LOL - so you get to choose between having a backup that you can't verify by
doing a test restore, or encryption that isn't secure by putting your private
key on an un-trusted/non-audited server that you don't control.

> Backblaze focuses on ease of use. It is backup for people who need backup
> and "pretty good security" and who aren't computer professionals.
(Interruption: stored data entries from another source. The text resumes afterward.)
Issue #2019, opened 2023-06-01
New compiler: parsing mistake involving incorrect increment/decrement operators


ivan-mogilko:
CC @fernewelten 
Consider script:

```
int a = 10;
int b = 5;
int c = a ++ b;
    
Display("a = %d, b = %d, c = %d", a, b, c);
```

The output is:
> a = 10, b = 5, c = 13 (???)

What is expected is probably a script error, as the above statement does not have a correct interpretation.

fernewelten:
That's a bug. `++` is mis-parsed as a binary operator. I'll look into it.

fernewelten:
Addressed in #2038.

ivan-mogilko:
Fixed by #2038

PR #2038, opened 2023-06-20
New Compiler: Fix bug: '++' and '--' can't be binary op

fernewelten:
This addresses #2019.

This PR makes the compiler throw an error message for expressions that use `++` or `--` as binary operators. These operators can only be used as unary-prefix or unary-postfix operators.

Typical code:
```
function game_start() 
{
            int a = 10;
            int b = 5;
            int c = a ++ b;  \\ ← Compiler will balk here
}
```


ivan-mogilko:
@fernewelten please rebase on the latest ags4 once more, there were problems with the build server, and last commit fixes it.

PR #2041, opened 2023-06-21
Engine: remember overlay index and try it before looking again

ericoporto:
Whenever we access an Overlay, we iterate through all overlays until we find the one with the corresponding ID. This has been this way since the origins of AGS, as you can see in [in ac_overlay.cpp in the initial commit](https://github.com/adventuregamestudio/ags/blob/bb1b708965a35da0853878ac4b670234ddeb5b17/Engine/acmain/ac_overlay.cpp).

Overlays touch a lot of things and I am sure there is some smarter way to redo things so we can just access directly what we mean when using the Script Overlays. Still, a minor easy to do optimization is to simply remember the last result and use it, if the result has changed, well then look for it again. This improves FPS in my example game below when running in infinite fps mode (I go from 66fps to 82fps in the Oasis area) and can also reduce hiccups in it. (I didn't prepared a special game, so you need to wait 811 game loops for it to finish loading before using it).

[ExampleGameOverlays.zip](https://github.com/adventuregamestudio/ags/files/11811311/ExampleGameOverlays.zip)

This is a naïve fix for #2042 , but performance wise it suffices, even though the code may not be pretty.

### DIFF
--- a/Engine/ac/overlay.cpp
+++ b/Engine/ac/overlay.cpp
@@ -44,6 +44,7 @@ extern IGraphicsDriver *gfxDriver;
 
 
 std::vector<ScreenOverlay> screenover;
+std::vector<int> overlookup(128);
 
 void Overlay_Remove(ScriptOverlay *sco) {
     sco->Remove();
@@ -404,9 +405,16 @@ void remove_screen_overlay(int type)
 
 int find_overlay_of_type(int type)
 {
-    for (size_t i = 0; i < screenover.size(); ++i)
+    int idx = overlookup[type];
+    if (idx >= 0 && idx < screenover.size() && screenover[idx].type == type)
+        return idx;
+    for (idx = 0; idx < screenover.size(); ++idx)
     {
-        if (screenover[i].type == type) return i;
+        if (screenover[idx].type == type)
+        {
+            overlookup[type] = idx;
+            return idx;
+        }
     }
     return -1;
 }
@@ -414,6 +422,9 @@ int find_overlay_of_type(int type)
 size_t add_screen_overlay_impl(bool roomlayer, int x, int y, int type, int sprnum, Bitmap *piccy,
     int pic_offx, int pic_offy, bool has_alpha)
 {
+    const auto new_size = screenover.size() + OVER_CUSTOM + 2;
+    if(overlookup.size() < new_size) overlookup.resize(new_size);
+
     if (type == OVER_CUSTOM) {
         // find an unused custom ID; TODO: find a better approach!
         for (int id = OVER_CUSTOM + 1; (size_t)id <= screenover.size() + OVER_CUSTOM + 1; ++id) {
@@ -461,6 +472,7 @@ size_t add_screen_overlay_impl(bool roomlayer, int x, int y, int type, int sprnu
         play.speech_face_schandle = over.associatedOverlayHandle;
     }
     over.MarkChanged();
+    overlookup[type] = screenover.size();
     screenover.push_back(std::move(over));
     return screenover.size() - 1;
 }
@@ -527,8 +539,11 @@ Point get_overlay_position(const ScreenOverlay &over)
 
 void recreate_overlay_ddbs()
 {
-    for (auto &over : screenover)
+    overlookup.resize(screenover.size() + OVER_CUSTOM + 2);
+    for (size_t i=0; i<screenover.size(); i++)
     {
+        auto &over = screenover[i];
+        overlookup[over.type] = i;
         if (over.ddb)
             gfxDriver->DestroyDDB(over.ddb);
         over.ddb = nullptr; // is generated during first draw pass


ivan-mogilko:
Have you considered a (hash)map instead? IIRC the overlay's index is one of the kind, so should work as a key.

ericoporto:
there is a lot of direct access to the `screenover` vector (in character, object and others), I was trying to decipher but I decided to test if the dumbest thing I could come up with would be alright and it gave me 24% FPS improvement already. I am sure a better approach exists, but the effort <-> performance tradeoff is much smaller.

ivan-mogilko:
In regards to current impl, are you sure valid ovrIdx begin with 1, and 0 is not a valid overlay's index?

ericoporto:
> find_overlay_of_type starts searching with 0, so it may return 0 as a valid index theoretically.

That was an oversight! Fixed!

ivan-mogilko:
> there is a lot of direct access to the `screenover` vector (in character, object and others), I was trying to decipher but I decided to test if the dumbest thing I could come up with would be alright and it gave me 24% FPS improvement already. I am sure a better approach exists, but the effort <-> performance tradeoff is much smaller.

There's still a potential performance problem with adding/erasing overlays dynamically; I posted a [comment explainng this](https://github.com/adventuregamestudio/ags/issues/2042#issuecomment-1601080753) in the problem ticket.
This may not be a problem in your game, if you're using a "overlay pool", but could be a problem if a game would create/delete lots of overlays often.

I may merge this pr as it is (assuming it works correct), but I am inclined to update overlays storage further afterwards.

Engine/ac/dynobj/scriptoverlay.h
```diff
@@ -18,6 +18,7 @@
 
 struct ScriptOverlay final : AGSCCDynamicObject {
     int overlayId = -1;
+    int ovrIdx = 0;
```
ivan-mogilko, line 21: Default value should be -1 here, as valid storage indexes begin with 0.

ericoporto: Adjusted!

ivan-mogilko:
I think it may be nice to also assign this index when the ScriptOverlay is created. Here:

https://github.com/adventuregamestudio/ags/blob/169320f1b54b7f778b118f2cabd93d580286e1b0/Engine/ac/overlay.cpp#L316C5-L319

The problem is that the overlay's index is not a part of this function's args, and it's no longer returned from functions like `Overlay_CreateGraphicCore`; a ScreenOverlay ref is returned instead.

This may be worked around temporarily by storing an index inside ScreenOverlay too, when it's allocated.

Secondly, you might also reset the index when the ScriptOverlay gets invalidated here as well, just in case:
https://github.com/adventuregamestudio/ags/blob/169320f1b54b7f778b118f2cabd93d580286e1b0/Engine/ac/overlay.cpp#L337-L338

ivan-mogilko:
Other places where the `find_overlay_of_type` may be replaced with your new function `find_overlay_of_type_for_script` are inside ScriptOverlay's Dispose and Remove methods:

https://github.com/adventuregamestudio/ags/blob/169320f1b54b7f778b118f2cabd93d580286e1b0/Engine/ac/dynobj/scriptoverlay.cpp#L30-L34

https://github.com/adventuregamestudio/ags/blob/169320f1b54b7f778b118f2cabd93d580286e1b0/Engine/ac/dynobj/scriptoverlay.cpp#L74-L80

ivan-mogilko:
One more thing, there's 1 overlay property that misses using `find_overlay_of_type_for_script` too:

https://github.com/ericoporto/ags/blob/b95a977a351cbe7affc5907532463c4885cd44dd/Engine/ac/overlay.cpp#L159-L164

ivan-mogilko:
In regards to game saves, currently the ScriptOverlays don't store this storage index; and that may be a right thing.
But this also means that they will loose the fast connection to overlays when restoring a save.

If you care about this, I think it may be possible to do a "reconnection" pass somewhere in [`DoAfterRestore` function](https://github.com/adventuregamestudio/ags/blob/169320f1b54b7f778b118f2cabd93d580286e1b0/Engine/game/savegame.cpp#L466).

The algorithm would be something like this:
```
for (int idx = 0; idx < screenover.size(); ++idx)
{
     if (screenover[idx].associatedOverlayHandle > 0)
     {
          ScriptOverlay *scover = (ScriptOverlay*)ccGetObjectAddressFromHandle(over.associatedOverlayHandle);
          if (scover)
              scover->ovrIdx= idx;
     }
}
```

(NOT TESTED!!)

ivan-mogilko:
I'm sorry, I did not figure out this earlier, but I might mention this now.

There's an alternate approach, it would be to not store index in ScriptOverlay, and instead have a lookup map along the screenover vector, that would have an overlay's id (aka type) as a key and vector index as a value. Then, instead of storing extra in ScriptOverlay, and, for example, try to find out overlay's index when Script object is created, or restored after a loading a save, you would keep this record in this lookup map.

The `find_overlay_of_type` then would look something like this:

```
int find_overlay_of_type(int type)
{
    int idx = overlookup[type];
    if (idx >= 0 && idx < screenover.size() && screenover[idx].type == type)
        return idx;
    for (idx = 0; idx < screenover.size(); ++idx)
    {
        if (screenover[idx].type == type)
        {
             overlookup[type] = idx;
             return idx;
        }
    }
    return -1;
}
```

ericoporto:
> There's an alternate approach, it would be to not store index in ScriptOverlay, and instead have a lookup map along the screenover vector

So assuming this is a size_t to size_t or int to int map, is this like a vector of some specific size? Like say screenover.size()+100. Just, trying to figure it out what container to use here.

ivan-mogilko:
> So assuming this is a size_t to size_t or int to int map, is this like a vector of some specific size? Like say screenover.size()+100. Just, trying to figure it out what container to use here.

Hm, I was thinking about unordered_map<int,int> or <int,size_t>, but given the indexes are sequential this may also be a vector, except you'd need to take care of that 100 offset.

> In the other way the ScriptOverlay is already sort of in memory, so accessing a property from it should be alright, in this other way we jump to look to a different memory. It's different, but I am not sure it's better.

It will be easier to manage, keeping everything close in one place, and also easier to replace later if the screenover vector is changed to something else.

ericoporto:
I need to think about this as this is a very different approach.

ivan-mogilko:
> I need to think about this as this is a very different approach.

It's not too different, it has practically same idea of storing index, the difference is in where it is stored, so to speak.

ivan-mogilko:
> I need to think about this as this is a very different approach.

I would not say that it's *very* different; this is similar in nutshell, remembering the lookup index (or "guess index" as you called it), except not in the script object, but in a lookup table stored alongside the overlays container.
On a conceptual side, it removes a need for ScriptOverlay to have a "knowledge" about how the screenover works, as a container.

ericoporto:
Sorry, it took me a long time to understand what you meant and wrote, I didn't understand that you explicit wrote working code and all, here it is.

I kept the previous branch under a different name here: https://github.com/ericoporto/ags/tree/overlay-dumb-opt-2

ivan-mogilko:
> I used a vector and placed a resize there in the only place I think can demand this index to be bigger.

Hmm, tbh this looks strange; I would instead propose to resize lookup along with the screenover.
This of course will require to adjust the check in `find_overlay_of_type`.

Besides that, you may sort of copy the initial lookup assignment from the old version, except it may be done easier now:
1. When overlay is created, it's pushed to vector, and so you may create a lookup for it
```
if (overlookup.size() <= type)
    overlookup.resize(type + 1);
overlookup[type] = screenover.size();
screenover.push_back(std::move(over));
```
2. When overlays are read from the save, e.g. in recreate_overlay_ddbs
```
overlookup.resize(screenover.size() + OVER_CUSTOM + 1);
for (size_t i=0; i<screenover.size(); i++)
{
     auto &over = screenover[i];
     overlookup[over.type] = i;
     ... etc....
}
```
I'm **not** absolutely certain about correctness of resize in this code though, just typed the idea of how it could be.

Engine/ac/overlay.cpp
```diff
@@ -417,6 +425,7 @@ size_t add_screen_overlay_impl(bool roomlayer, int x, int y, int type, int sprnu
     if (type == OVER_CUSTOM) {
         // find an unused custom ID; TODO: find a better approach!
         for (int id = OVER_CUSTOM + 1; (size_t)id <= screenover.size() + OVER_CUSTOM + 1; ++id) {
+            if(id >= overlookup.size()) overlookup.resize(overlookup.size()*2);
```
ivan-mogilko, line 428: Please disregard what I said earlier in the ticket thread, you having this *almost* in the right place.
But i think you may move it above the loop, and resize to `screenover.size() + OVER_CUSTOM + 2`, this should be the most it needs.

ericoporto: pushed a change for this. I kept, but adapted the if clause. It looks like it's working. I still don't know if I need to do something with `recreate_overlay_ddbs`, but I tested loading a save in don't give up the cat as is and it still worked, even after starting the game again.

ivan-mogilko: > but I tested loading a save in don't give up the cat as is and it still worked, even after starting the game again.

That is not obligatory, but might speed things up immediately after restoring a save, because the lookup will likely contain outdated indexes, so they all will have to be adjusted dynamically as script accesses the properties.

ericoporto: Hey, I gave it a shot [again in a new change](https://github.com/adventuregamestudio/ags/compare/7bc128f4798210884fa3dc1a247ce9cfd132d5ce..8fffaf0b6f844b946dc4bb1ad92c8dd14294fead), it works alright, do you believe it's correct?

ivan-mogilko: Yes it looks correct, but I will be able to test only later, after some time.

Also, I said it wrong again, that this is "not obligatory": you must do the "resize" thing after restore anyway, because the save could contain more overlays than before the save. It probably did not make any difference for your game because you are using a fixed size pool of overlays.

ericoporto: No rush, when you have time is alright!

At least they acknowledge that "computer professionals" would likely be
skeptical of these options; on the other hand, it seems like they are
downplaying the lack of security in this scheme to their non-"computer
professionals" clients:

>All your files are encrypted before being transmitted over SSL and stored
encrypted. [1]

EDIT: >... even a malicious hacker in our datacenter could not possibly
compromise your data.. [2]

That's just false, and I'd bet they know it. I mean, they only use their root
keys on an air-gapped (non-networked) host, right? If not, then they should
really consider hiring someone who understands security a little better.

Want to convince me your system is really "HIGHLY SECURE"? How about
guaranteeing $1,000,000 payout to the user in the event of a breach? I mean it
"could not possibly" happen, right? :D

[1] [https://www.backblaze.com/cloud-
backup.html](https://www.backblaze.com/cloud-backup.html)

[2] (from the article) [https://help.backblaze.com/entries/20926247-Security-
Questio...](https://help.backblaze.com/entries/20926247-Security-Question-
Round-up-)